Я вынул мою карточку и отдал ее с письмом. Может ли что-нибудь подобное случиться на континенте? Представьте себе, если б во Франции кто-нибудь спросил бы вас в гостинице, к кому вы пишете, и, узнавши, что это к секретарю Гарибальди, взялся бы доставить письмо?
Письмо было отдано, и я на другой день имел ответ в Лондоне.
Редактор иностранной части «Morning Star’a» узнал меня… Начались вопросы о том, как я нашел Гарибальди, о его здоровье. Поговоривши несколько минут с ним, я ушел в smoking-room[773]. Там сидели за пель-элем[774] и трубками мой белокурый моряк и его черномазый теолог.
– Что, – сказал он мне, – нагляделись вы на эти лица?.. А ведь это неподражаемо хорошо: лорд Шефсбюри, Линдзей едут депутатами приглашать Гарибальди. Что за комедия! Знают ли они, кто такое Гарибальди?

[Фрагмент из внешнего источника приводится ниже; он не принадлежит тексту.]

PR #246, opened 2022-09-22
Refactor some pieces of AuthRepository.java

ankur2136:
1. Converted identityRecord to BuilderPattern. 

In this case, most fields are non-Nulls, however there would be other classes coming out of AuthRepository where it would make sense to use BuilderPattern. And I would like it to be consistent in the package. 

2. Created an abstract DbContentProvider class which can be extended by each Dao implementation. This class provides basic methods for query, insert, delete, rawQuery etc. 

3. Move a few methods for Identity table into an interface.

### DIFF
--- a/android/walletlib/src/main/java/com/solana/mobilewalletadapter/walletlib/authorization/AuthRepository.java
+++ b/android/walletlib/src/main/java/com/solana/mobilewalletadapter/walletlib/authorization/AuthRepository.java
@@ -177,33 +177,9 @@ public class AuthRepository {
         }
 
         // Look up the identity secret key for the key specified in this JWT
-        final IdentityRecord identityRecord;
-        try (final Cursor c = db.query(IdentityRecordSchema.TABLE_IDENTITIES,
-                IDENTITY_RECORD_COLUMNS,
-                IdentityRecordSchema.COLUMN_IDENTITIES_ID + "=?",
-                new String[] { identityIdStr },
-                null,
-                null,
-                null)) {
-            if (!c.moveToNext()) {
-                Log.w(TAG, "Identity not found: " + identityIdStr);
-                return null;
-            }
-
-            final int id = c.getInt(0);
-            final String name = c.getString(1);
-            final String uri = c.getString(2);
-            final String iconRelativeUri = c.getString(3);
-            final byte[] keyCiphertext = c.getBlob(4);
-            final byte[] keyIV = c.getBlob(5);
-            identityRecord = new IdentityRecord.IdentityRecordBuilder()
-                    .setId(id)
-                    .setName(name)
-                    .setUri(Uri.parse(uri))
-                    .setRelativeIconUri(Uri.parse(iconRelativeUri))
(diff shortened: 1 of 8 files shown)


oliveeyay (approved):

creativedrewy (approved):

android/walletlib/src/main/java/com/solana/mobilewalletadapter/walletlib/authorization/IdentityRecordDao.java
```diff
@@ -0,0 +1,97 @@
...
+            return new IdentityRecord.IdentityRecordBuilder()
+                    .setId(id)
+                    .setName(name)
+                    .setUri(Uri.parse(uri))
+                    .setRelativeIconUri(Uri.parse(iconRelativeUri))
+                    .setSecretKeyCiphertext(identityKeyCiphertext)
+                    .setSecretKeyIV(identityKeyIV)
+                    .build();
+        } catch (IllegalArgumentException e) {
+            return new IdentityRecord.IdentityRecordBuilder().build();
```
sdlaver, line 92: Hmm, silently swallowing an incorrect row is probably the wrong thing to do here. Perhaps allowing the `IllegalArgumentException` to propagate out is right thing to do, since this represents a programming error (i.e. an incorrectly configured query `Cursor` was provided)

android/walletlib/src/main/java/com/solana/mobilewalletadapter/walletlib/authorization/AuthRepository.java
```diff
@@ -359,45 +338,39 @@ public synchronized AuthRecord issue(@NonNull String name,
...
         }
 
         // If no matching identity exists, create one
         if (identityId == -1) {
             Log.d(TAG, "Creating IdentityRecord for " + name + '/' + uri + '/' + relativeIconUri);
 
             final Pair<byte[], byte[]> p = createEncryptedHmacSha256SecretKey();
-            identityKeyCiphertext = p.first;
-            identityKeyIV = p.second;
+            byte[] identityKeyCiphertext = p.first;
```
sdlaver, line 353: MINOR: these two variables can be final

android/walletlib/src/main/java/com/solana/mobilewalletadapter/walletlib/authorization/AuthRepository.java
```diff
@@ -99,6 +100,7 @@ private SQLiteDatabase ensureStarted() {
             }
 
             mAuthDb = new AuthDatabase(mContext, mAuthIssuerConfig);
+            mIdentityRecordDao = new IdentityRecordDao(mAuthDb.getWritableDatabase());
```
sdlaver, line 103: `getWritableDatabase` shouldn't be called from the application main thread: https://developer.android.com/reference/android/database/sqlite/SQLiteOpenHelper#getWritableDatabase()

`ensureDatabase` was used to lazily defer this to the caller thread (which was always done in an IO context, not Main context)

PR #254, opened 2022-09-24
feat: teach mobile-wallet-adapter to handle versioned transactions

steveluscher:
#### Problem

Versioned transactions will soon be enabled. Mobile Wallet Adapter is presently only equipped to serialize and deserialize legacy transactions.

#### Proposed solution

* Despite the fact that no wallets support versioned transactions yet, add the types and the implementation for serializing and deserializing both legacy and versioned transactions.
* Claim, at the `wallet-adapter-mobile` plugin level, that both types are supported, though it's impossible to know that without interrogating the actual wallet. This was done so that dApps don't have to upgrade later to be able to support versioned transactions.


js/packages/mobile-wallet-adapter-protocol-web3js/src/transact.ts
```diff
@@ -37,6 +44,27 @@ export interface Web3MobileWallet
...
+
+function getTransactionFromWireMessage(byteArray: Uint8Array): Transaction | VersionedTransaction {
+    const version = VersionedMessage.deserializeMessageVersion(byteArray);
+    if (version === 'legacy') {
+        return Transaction.from(byteArray);
+    } else {
+        return VersionedTransaction.deserialize(byteArray);
+    }
+}
+
```
steveluscher, line 67: @jstarry, does this look right to you? See below where these are used, to serialize/deserialize transactions to/from mobile wallets.

js/packages/wallet-adapter-mobile/src/adapter.ts
```diff
@@ -242,51 +256,62 @@ export class SolanaMobileWalletAdapter extends BaseMessageSignerWalletAdapter {
...
-                                transaction.recentBlockhash = blockhash;
-                            }
-                        })(),
+                        'version' in transaction
+                            ? null
+                            : /**
+                               * Unlike versioned transactions, legacy `Transaction` objects
+                               * may not have an associated `feePayer` or `recentBlockhash`.
+                               * This code exists to patch them up in case they are missing.
+                               */
```
steveluscher, line 267: cc/ @jstarry, @jordansexton. Correct?

js/packages/wallet-adapter-mobile/src/adapter.ts
```diff
@@ -44,6 +52,10 @@ function getPublicKeyFromAddress(address: Base64EncodedAddress): PublicKey {
 }
 
 export class SolanaMobileWalletAdapter extends BaseMessageSignerWalletAdapter {
+    readonly supportedTransactionVersions: Set<TransactionVersion> = new Set(
+        // FIXME(#244): We can't actually know what versions are supported until we know which wallet we're talking to.
+        ['legacy', 0],
+    );
```
steveluscher, line 58: cc/ @jstarry, @sdlaver. This is the awkward bit; MWA plugin doesn't know what transaction versions it supports until it actually associates with a particular mobile wallet app. Despite that, I thought it impossible to do anything other than to tell the _type system_ that we support all versions.

steveluscher:
If there's no feedback on this in the next little bit, I'm going to ship it, mostly because I need it for the next step which is to bake mobile wallet adapter into `@solana/wallet-adapter`. Also, because package managers hate library developers and `pnpm link` / `yarn link` just don't play well together.

Issue #94, opened 2022-07-11
If you trigger an association activity while the last one is still concluding, it will silently fail


steveluscher:
#### Problem

Naturally, the correct thing to do when you have multiple operations to perform with a wallet is to:

1. Open a session through association
2. Invoke _n_ API methods
3. Close the session

Despite this, we know that people – for one reason or another – are going to write apps that execute that _full_ loop multiple times, with one call coming on the heels of the next.

I discovered a bug with doing so when testing the React Native SDK. I called two `@solana/wallet-adapter` methods in a row and observed the second one being silently dropped. This appears to be because, if we start an activity before the first one has _fully_ animated back to the original app, that activity will be ignored.

#### Repro

Make the following modification:

```diff
diff --git a/android/fakedapp/src/main/java/com/solana/mobilewalletadapter/fakedapp/MainViewModel.kt b/android/fakedapp/src/main/java/com/solana/mobilewalletadapter/fakedapp/MainViewModel.kt
index 8ffb5a6..1e286f5 100644
--- a/android/fakedapp/src/main/java/com/solana/mobilewalletadapter/fakedapp/MainViewModel.kt
+++ b/android/fakedapp/src/main/java/com/solana/mobilewalletadapter/fakedapp/MainViewModel.kt
@@ -78,9 +78,12 @@ class MainViewModel(application: Application) : AndroidViewModel(application) {
     }
 
     suspend fun authorizeAndSignTransaction(sender: StartActivityForResultSender) {
+        var authorized = localAssociateAndExecute(sender) { client ->
+            doAuthorize(client)
+        }
+        // delay(1000) <--- add this to give time for the activity to finish, and it works.
         val signedTransactions = localAssociateAndExecute(sender) { client ->
-            val authorized = doAuthorize(client)
-            if (authorized) {
+            if (authorized == true) {
                 val transactions = Array(1) {
                     MemoTransaction.create(uiState.value.publicKeyBase58!!)
                 }
```

Open the fake dapp and click the ‘combined authorize and sign’ button.

sdlaver:
Root cause: you can't start activities while not in the foreground. Back to back calls must wait for the originating activity to return to the `RESUMED` state. This should be elevated to an immediate exception, to catch the programming error.

steveluscher:
What if, instead, `localAssociateAndExecute` just didn't resume until the app returns to the foreground?

steveluscher:
[...]

PR #264, opened 2022-09-27
Wait for the activity to be fully resume before returning the result

ankur2136:
#94 If you trigger an association activity while the last one is still concluding, it will silently fail

Inserting a wait at the end of the `localAssociateAndExecute` method. This lock basically waits till the ActivityResultCallback is not received. That guarantees that the original activity has resumed before using the results from the previous activity

### DIFF
--- a/android/fakedapp/src/main/java/com/solana/mobilewalletadapter/fakedapp/MainViewModel.kt
+++ b/android/fakedapp/src/main/java/com/solana/mobilewalletadapter/fakedapp/MainViewModel.kt
@@ -32,6 +32,8 @@ import java.util.concurrent.CancellationException
 import java.util.concurrent.ExecutionException
 import java.util.concurrent.TimeUnit
 import java.util.concurrent.TimeoutException
+import java.util.concurrent.locks.ReentrantLock
+import kotlin.concurrent.withLock
 import kotlin.random.Random
 
 class MainViewModel(application: Application) : AndroidViewModel(application) {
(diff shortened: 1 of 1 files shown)


android/fakedapp/src/main/java/com/solana/mobilewalletadapter/fakedapp/MainViewModel.kt
```diff
@@ -40,6 +42,9 @@ class MainViewModel(application: Application) : AndroidViewModel(application) {
 
     private val mobileWalletAdapterClientSem = Semaphore(1) // allow only a single MWA connection at a time
 
+    private val lock = ReentrantLock()
```
sdlaver, line 45: Do we need the reentrancy aspect of this lock? A Kotlin coroutines [mutex](https://kotlinlang.org/api/kotlinx.coroutines/kotlinx-coroutines-core/kotlinx.coroutines.sync/-mutex/) is also an option here, that integrates better with coroutines.

android/fakedapp/src/main/java/com/solana/mobilewalletadapter/fakedapp/MainViewModel.kt
```diff
@@ -519,6 +538,7 @@ class MainViewModel(application: Application) : AndroidViewModel(application) {
             try {
                 sender.startActivityForResult(associationIntent) {
                     viewModelScope.launch {
+                        releaseLock()
```
sdlaver, line 541: We'll need to rework the callback structure a bit to move the invocation of this closure into ViewModel, to avoid any lifecycle issues stemming from transient Activity re-creation.

sdlaver (changes requested):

– Орудие Промысла, меч в руках господних, его пращ… потому-то он и вознес его и оставил его в святой простоте его…
– Это все очень хорошо, да зачем едут эти господа? Спросил бы я кой у кого из них, сколько у них денег в Алабаме?.. Дайте-ка Гарибальди приехать в Ньюкастль-он-Тейн да в Глазгов, – там он увидит народ поближе, там ему не будут мешать лорды и дюки.
Это был не мичман, а корабельный постройщик. Он долго жил в Америке, знал хорошо дела Юга и Севера, говорил о безвыходности тамошней войны, на что утешительный теолог заметил:
– Если господь раздвоил народ этот и направил брата на брата, он имеет свои виды, и если мы их не понимаем, то должны покоряться провидению даже тогда, когда оно карает.
Вот где и в какой форме мне пришлось слышать в последний раз комментарий на знаменитый гегелевский мотто[775]: «Все, что действительно, то разумно».